• ASSIGNMENT
The number needed is how many lines of the data hold the string "issuerMetadata". Give that number and nothing more.
-------------------------
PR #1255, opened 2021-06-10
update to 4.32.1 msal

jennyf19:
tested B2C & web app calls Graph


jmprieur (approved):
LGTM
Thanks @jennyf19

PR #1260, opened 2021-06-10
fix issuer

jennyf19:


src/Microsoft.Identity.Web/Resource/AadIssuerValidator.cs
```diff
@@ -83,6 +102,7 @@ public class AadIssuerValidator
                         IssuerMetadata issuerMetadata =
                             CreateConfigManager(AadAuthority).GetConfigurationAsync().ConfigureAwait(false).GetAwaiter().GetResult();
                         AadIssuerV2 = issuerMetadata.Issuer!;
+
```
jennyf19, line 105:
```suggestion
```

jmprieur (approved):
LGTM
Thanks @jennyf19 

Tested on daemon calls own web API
-------------------------
• OUTPUT OF THE TASK
2